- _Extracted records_
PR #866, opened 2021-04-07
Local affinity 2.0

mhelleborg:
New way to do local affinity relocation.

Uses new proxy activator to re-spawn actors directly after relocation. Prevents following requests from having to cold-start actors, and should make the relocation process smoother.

---

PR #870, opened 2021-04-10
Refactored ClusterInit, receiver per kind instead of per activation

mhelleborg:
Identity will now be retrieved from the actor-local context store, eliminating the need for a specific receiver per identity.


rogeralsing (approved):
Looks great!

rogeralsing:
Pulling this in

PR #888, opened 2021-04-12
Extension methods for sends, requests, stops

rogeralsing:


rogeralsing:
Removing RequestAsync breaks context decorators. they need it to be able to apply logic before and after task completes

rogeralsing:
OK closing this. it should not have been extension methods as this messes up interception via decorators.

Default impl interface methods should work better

==

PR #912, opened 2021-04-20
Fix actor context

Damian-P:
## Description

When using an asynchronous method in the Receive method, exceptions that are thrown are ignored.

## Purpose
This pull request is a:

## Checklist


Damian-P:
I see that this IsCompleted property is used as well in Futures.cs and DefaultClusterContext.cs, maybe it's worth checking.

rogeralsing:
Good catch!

- _Goal of the exercise_
Among the lines of the data above, find those with the word "decorators" and show them.

- _Result below_
Removing RequestAsync breaks context decorators. they need it to be able to apply logic before and after task completes
OK closing this. it should not have been extension methods as this messes up interception via decorators.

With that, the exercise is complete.